Supplied material —

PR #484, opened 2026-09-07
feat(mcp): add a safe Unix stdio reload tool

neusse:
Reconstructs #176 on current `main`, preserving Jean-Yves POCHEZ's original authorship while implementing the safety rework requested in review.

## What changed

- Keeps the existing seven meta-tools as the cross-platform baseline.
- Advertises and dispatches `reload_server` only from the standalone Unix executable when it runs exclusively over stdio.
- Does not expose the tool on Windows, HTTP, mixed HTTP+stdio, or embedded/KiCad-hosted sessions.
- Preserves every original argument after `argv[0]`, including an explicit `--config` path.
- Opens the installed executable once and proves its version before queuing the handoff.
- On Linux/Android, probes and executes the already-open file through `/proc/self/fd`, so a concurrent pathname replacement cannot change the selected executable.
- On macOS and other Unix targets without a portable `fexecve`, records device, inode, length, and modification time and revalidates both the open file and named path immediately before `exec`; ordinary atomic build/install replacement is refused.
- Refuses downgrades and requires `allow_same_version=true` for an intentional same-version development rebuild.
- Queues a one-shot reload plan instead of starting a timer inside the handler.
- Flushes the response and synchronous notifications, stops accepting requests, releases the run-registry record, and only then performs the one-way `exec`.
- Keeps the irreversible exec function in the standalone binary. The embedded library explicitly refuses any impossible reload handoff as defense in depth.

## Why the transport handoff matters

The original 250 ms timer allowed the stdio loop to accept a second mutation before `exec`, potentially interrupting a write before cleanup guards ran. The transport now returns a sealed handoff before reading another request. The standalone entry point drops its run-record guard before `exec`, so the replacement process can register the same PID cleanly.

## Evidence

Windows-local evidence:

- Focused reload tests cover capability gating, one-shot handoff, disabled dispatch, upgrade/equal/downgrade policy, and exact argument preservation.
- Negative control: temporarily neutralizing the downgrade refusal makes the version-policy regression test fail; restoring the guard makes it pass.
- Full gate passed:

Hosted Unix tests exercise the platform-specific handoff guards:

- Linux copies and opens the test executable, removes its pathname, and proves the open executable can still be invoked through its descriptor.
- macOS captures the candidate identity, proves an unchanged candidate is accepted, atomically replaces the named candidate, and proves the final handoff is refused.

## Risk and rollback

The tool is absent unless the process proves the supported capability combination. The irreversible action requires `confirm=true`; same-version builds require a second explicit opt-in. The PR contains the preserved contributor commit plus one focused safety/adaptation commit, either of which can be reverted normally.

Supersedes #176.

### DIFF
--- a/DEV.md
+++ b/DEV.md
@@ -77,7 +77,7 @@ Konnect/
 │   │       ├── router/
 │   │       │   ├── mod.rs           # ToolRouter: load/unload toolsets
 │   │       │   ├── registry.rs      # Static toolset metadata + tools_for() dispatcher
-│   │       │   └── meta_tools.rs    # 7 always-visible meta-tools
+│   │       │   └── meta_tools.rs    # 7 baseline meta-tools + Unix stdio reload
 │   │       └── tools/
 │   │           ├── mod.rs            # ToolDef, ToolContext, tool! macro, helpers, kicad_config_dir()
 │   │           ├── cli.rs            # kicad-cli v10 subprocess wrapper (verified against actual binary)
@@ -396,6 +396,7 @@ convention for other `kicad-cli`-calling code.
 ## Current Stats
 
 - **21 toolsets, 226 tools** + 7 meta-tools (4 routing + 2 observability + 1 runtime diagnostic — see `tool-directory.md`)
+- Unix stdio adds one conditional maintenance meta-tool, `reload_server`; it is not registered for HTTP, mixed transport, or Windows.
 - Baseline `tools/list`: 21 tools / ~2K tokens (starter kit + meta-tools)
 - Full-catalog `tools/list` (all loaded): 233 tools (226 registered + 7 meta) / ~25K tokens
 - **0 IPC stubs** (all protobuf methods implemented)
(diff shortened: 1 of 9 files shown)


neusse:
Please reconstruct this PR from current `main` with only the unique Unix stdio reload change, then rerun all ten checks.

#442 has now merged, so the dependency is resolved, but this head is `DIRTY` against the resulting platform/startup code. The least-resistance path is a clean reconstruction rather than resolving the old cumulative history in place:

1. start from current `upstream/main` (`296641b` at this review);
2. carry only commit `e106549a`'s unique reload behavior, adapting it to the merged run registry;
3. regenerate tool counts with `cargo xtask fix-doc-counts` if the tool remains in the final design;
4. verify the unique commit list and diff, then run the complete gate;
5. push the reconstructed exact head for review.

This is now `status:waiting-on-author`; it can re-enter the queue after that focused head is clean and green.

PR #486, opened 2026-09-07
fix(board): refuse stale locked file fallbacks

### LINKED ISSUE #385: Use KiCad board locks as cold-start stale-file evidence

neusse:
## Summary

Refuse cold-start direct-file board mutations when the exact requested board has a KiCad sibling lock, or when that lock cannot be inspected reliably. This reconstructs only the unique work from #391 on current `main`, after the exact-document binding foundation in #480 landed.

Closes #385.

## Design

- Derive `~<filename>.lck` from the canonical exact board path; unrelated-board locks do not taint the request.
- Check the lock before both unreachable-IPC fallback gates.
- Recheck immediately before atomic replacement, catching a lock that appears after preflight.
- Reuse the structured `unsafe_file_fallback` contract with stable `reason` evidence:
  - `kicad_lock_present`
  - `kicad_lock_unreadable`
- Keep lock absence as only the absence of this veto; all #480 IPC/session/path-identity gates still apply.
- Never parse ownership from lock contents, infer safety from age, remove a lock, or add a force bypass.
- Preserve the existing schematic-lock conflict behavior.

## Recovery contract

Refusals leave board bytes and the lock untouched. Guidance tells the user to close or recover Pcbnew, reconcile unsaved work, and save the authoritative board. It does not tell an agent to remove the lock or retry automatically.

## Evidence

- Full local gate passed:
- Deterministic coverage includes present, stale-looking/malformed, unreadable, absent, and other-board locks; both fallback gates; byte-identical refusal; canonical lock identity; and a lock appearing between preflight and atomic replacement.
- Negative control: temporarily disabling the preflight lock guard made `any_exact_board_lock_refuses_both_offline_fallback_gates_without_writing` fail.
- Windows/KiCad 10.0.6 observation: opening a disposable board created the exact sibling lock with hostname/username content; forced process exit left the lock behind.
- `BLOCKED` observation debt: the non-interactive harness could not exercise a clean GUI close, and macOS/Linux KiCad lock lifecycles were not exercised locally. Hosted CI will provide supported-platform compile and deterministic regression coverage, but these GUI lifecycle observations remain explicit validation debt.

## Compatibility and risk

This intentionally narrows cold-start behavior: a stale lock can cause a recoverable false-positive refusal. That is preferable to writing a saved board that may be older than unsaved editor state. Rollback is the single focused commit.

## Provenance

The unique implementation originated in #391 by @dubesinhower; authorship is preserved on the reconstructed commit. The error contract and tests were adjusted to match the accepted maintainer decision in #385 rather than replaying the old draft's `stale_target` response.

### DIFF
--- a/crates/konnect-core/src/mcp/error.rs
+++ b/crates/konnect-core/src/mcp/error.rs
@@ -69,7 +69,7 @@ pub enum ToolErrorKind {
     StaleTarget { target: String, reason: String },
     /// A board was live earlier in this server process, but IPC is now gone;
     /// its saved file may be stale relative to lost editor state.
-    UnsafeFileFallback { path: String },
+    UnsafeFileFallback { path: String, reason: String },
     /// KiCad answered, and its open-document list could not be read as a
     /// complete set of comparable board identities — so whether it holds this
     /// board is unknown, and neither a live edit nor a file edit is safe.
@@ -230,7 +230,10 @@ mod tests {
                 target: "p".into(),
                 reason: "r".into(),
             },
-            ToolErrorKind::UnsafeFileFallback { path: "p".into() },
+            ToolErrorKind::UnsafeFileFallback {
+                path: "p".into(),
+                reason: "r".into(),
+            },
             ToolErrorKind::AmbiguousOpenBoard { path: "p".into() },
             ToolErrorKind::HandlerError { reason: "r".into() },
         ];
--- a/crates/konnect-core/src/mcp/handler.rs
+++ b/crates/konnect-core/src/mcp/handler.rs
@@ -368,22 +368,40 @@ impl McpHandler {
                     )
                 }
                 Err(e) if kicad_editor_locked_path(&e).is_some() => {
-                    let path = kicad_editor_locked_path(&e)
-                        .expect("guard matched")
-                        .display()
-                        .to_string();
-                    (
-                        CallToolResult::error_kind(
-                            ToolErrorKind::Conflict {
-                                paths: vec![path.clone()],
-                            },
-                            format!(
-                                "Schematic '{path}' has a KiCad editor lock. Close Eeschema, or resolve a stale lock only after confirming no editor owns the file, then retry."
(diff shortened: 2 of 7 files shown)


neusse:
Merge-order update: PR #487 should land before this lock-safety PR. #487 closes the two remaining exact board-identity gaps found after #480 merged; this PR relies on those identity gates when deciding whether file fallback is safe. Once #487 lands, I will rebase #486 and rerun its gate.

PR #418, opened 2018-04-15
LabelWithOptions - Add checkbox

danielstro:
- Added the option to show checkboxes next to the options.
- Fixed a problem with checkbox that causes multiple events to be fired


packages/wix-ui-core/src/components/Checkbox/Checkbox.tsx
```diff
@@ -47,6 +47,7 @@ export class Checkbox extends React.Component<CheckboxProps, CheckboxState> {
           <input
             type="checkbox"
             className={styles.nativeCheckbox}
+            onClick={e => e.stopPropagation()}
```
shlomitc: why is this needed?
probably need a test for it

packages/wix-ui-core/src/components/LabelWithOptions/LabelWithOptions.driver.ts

Problem details — From the entries above, write out only the lines starting at the line that holds "- Full local" and ending at the line that holds "- Deterministic coverage", keeping both and matching them exactly.

Response for this exercise —
- Full local gate passed:
- Deterministic coverage includes present, stale-looking/malformed, unreadable, absent, and other-board locks; both fallback gates; byte-identical refusal; canonical lock identity; and a lock appearing between preflight and atomic replacement.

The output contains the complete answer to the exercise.